BEGIN Data for review

PR #9018, opened 2017-08-15
Split coffeescript package, part 2

GeoffreyBooth:
See #8960.


packages/non-core/coffeescript-compiler/package.js
```diff
@@ -0,0 +1,21 @@
...
+Npm.depends({
+  'coffeescript': '1.12.7',
+  'source-map': '0.5.6'
+});
+
+Package.onUse(function (api) {
+  api.use('babel-compiler@6.19.4');
+  api.use('ecmascript@0.8.2');
+
+  api.addFiles(['coffeescript-compiler.js'], 'server');
```
benjamn: Since you're using `ecmascript`, I would make this
```js
api.mainModule("coffeescript-compiler.js", "server");
```

packages/non-core/coffeescript-compiler/coffeescript-compiler.js
```diff
@@ -0,0 +1,214 @@
...
+// use of coffee.run which we don't use. This conflicts with the tool's use of
+// Error.prepareStackTrace to properly show error messages in linked code.
+// Restore the tool's one after CoffeeScript clobbers it at import time.
+if (Error.METEOR_prepareStackTrace) {
+  Error.prepareStackTrace = Error.METEOR_prepareStackTrace;
+}
+
+
+// The CompileResult for this CachingCompiler is a {source, sourceMap} object.
+CoffeeScriptCompiler = class CoffeeScriptCompiler {
```
benjamn: If you use `api.mainModule` in `package.js`, then this line can just be
```js
export class CoffeeScriptCompiler {
```
and `api.export("CoffeeScriptCompiler", "server")` will use the exported `CoffeeScriptCompiler`.

packages/non-core/coffeescript/package.js
```diff
@@ -1,29 +1,29 @@
 Package.describe({
-  summary: "Javascript dialect with fewer braces and semicolons",
-  version: "1.12.6_1"
+  name: 'coffeescript',
```
benjamn: Glad to have a name here now!

packages/non-core/coffeescript/package.js
```diff
@@ -1,29 +1,29 @@
...
 Package.registerBuildPlugin({
-  name: "compileCoffeescript",
-  use: ['caching-compiler', 'ecmascript'],
-  sources: ['plugin/compile-coffeescript.js'],
-  npmDependencies: {
-    "coffeescript": "1.12.6",
-    "source-map": "0.5.6"
-  }
+  name: 'compile-coffeescript',
+  use: ['caching-compiler@1.1.9', 'ecmascript@0.8.2', 'coffeescript-compiler@1.12.7_1'],
```
benjamn: For the record, this means an application developer who's using `coffeescript` can use any version of `caching-compiler` that's `>= 1.1.9` and has the same major version (`1.x.y`). Likewise, any version of `ecmascript` is fair game if it starts with a `0.` and is more recent than `0.8.2`.

I would suggest that we make the `coffeescript-compiler` version constraint exact (`@=1.12.7_1`), unless you think users might ever want to use different versions of `coffeescript` and `coffeescript-compiler`?

benjamn:
Looks like Circle CI is having problems right now, by the way: https://status.circleci.com/

GeoffreyBooth:
@benjamn I’ve revised per your notes.

packages/non-core/coffeescript-compiler/package.js
```diff
@@ -0,0 +1,23 @@
...
+Npm.depends({
+  'coffeescript': '1.12.7',
+  'source-map': '0.5.6'
+});
+
+Package.onUse(function (api) {
+  api.use('babel-compiler@6.19.4');
+  api.use('ecmascript@0.8.2');
+
+  api.mainModule(['coffeescript-compiler.js'], 'server');
```
benjamn: This line is causing some legit test failures. It should just be a string, not an array (as there can be only one main module):
```js
api.mainModule('coffeescript-compiler.js', 'server');
```
I tried pushing a commit to this branch, but I think only you can do that, @GeoffreyBooth.

GeoffreyBooth: Updated. I have “allow edits from maintainers” checked, so I’d think you should be able to push commits . . .

GeoffreyBooth:
Looks like the build passed!

benjamn:
Are you able to republish the packages, or should I?

GeoffreyBooth:
I don't think I am . . . ?

benjamn:
Are you fine with me publishing them now, then?

GeoffreyBooth:
Of course.

benjamn:
Okay! All three packages have been published, and I can confirm that I get the new versions when I run `meteor add coffeescript` in a new 1.5.1 application:
```sh
1:~/dev/coffee-split-test% ~/.meteor/meteor --version
Meteor 1.5.1
1:~/dev/coffee-split-test% ~/.meteor/meteor add coffeescript

Changes to your project's package version selections:

coffeescript           added, version 1.12.7_1
coffeescript-compiler  added, version 1.12.7_1

coffeescript: Javascript dialect with fewer braces and semicolons
```

GeoffreyBooth:
Thanks!

benjamn:
Thank you for all your work on this, @GeoffreyBooth!

PR #9031, opened 2017-08-21
Patch Node 4.8.4 to fix segmetation faults.

benjamn:
Brings https://github.com/nodejs/node/pull/14829 to the version of Node that ships with Meteor, hopefully preventing segmentation faults like those reported in #8648.

These changes will be officially released in Node 4.8.5, but we didn't want to [wait until September or October](https://github.com/nodejs/node/pull/14829#issuecomment-323350770) for that release.

All credit for these changes belongs to @abernix. I simply adapted his script to run in a separate Jenkins job, so that we don't have to rebuild Node from source every time we publish a new dev bundle.

### DIFF
--- a/.circleci/config.yml
+++ b/.circleci/config.yml
@@ -124,9 +124,9 @@ jobs:
           name: Get Ready
           command: |
             eval $PRE_TEST_COMMANDS;
-            ./meteor --help
-          # shouldn't take longer than 5 minutes
-          no_output_timeout: 5m
+            ./meteor --get-ready
+          # shouldn't take longer than 10 minutes
+          no_output_timeout: 10m
       # Clear dev_bundle/.npm to ensure consistent test runs.
       - run:
           name: Clear npm cache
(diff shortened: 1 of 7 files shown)


formspoint:
@hwillson do you work at mdg these days?

abernix:
The failures on the `assets - helper exists to unicode normalize path strings - assets` test are very legitimate.  Based on the `process.config` of this binary, we're missing [ICU support](icu-project.org) (which Node.js official releases are built with).

Will get that fixed soon!

.circleci/config.yml
```diff
@@ -124,9 +124,9 @@ jobs:
           name: Get Ready
           command: |
             eval $PRE_TEST_COMMANDS;
-            ./meteor --help
-          # shouldn't take longer than 5 minutes
-          no_output_timeout: 5m
+            ./meteor --get-ready
```
benjamn: This worked amazingly well!

PR #9034, opened 2017-08-22
Visually notify of uncaught exceptions breaking client tests

### LINKED ISSUE #4979: Tinytest silently ignores all tests on uncaught errors
**_1 Upvote**_ 

```sh
git clone git@github.com:iDoRecall/email-normalize.git
git checkout 64b18f371d8d3f7d62d6821a46d4ef62b752472d
cd email-normalize
meteor test-packages ./
```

END Data for review

**Work required:**
Every line in the records that holds the word "only" should be copied into the answer.

**Solution for this task:**
benjamn: This line is causing some legit test failures. It should just be a string, not an array (as there can be only one main module):
I tried pushing a commit to this branch, but I think only you can do that, @GeoffreyBooth.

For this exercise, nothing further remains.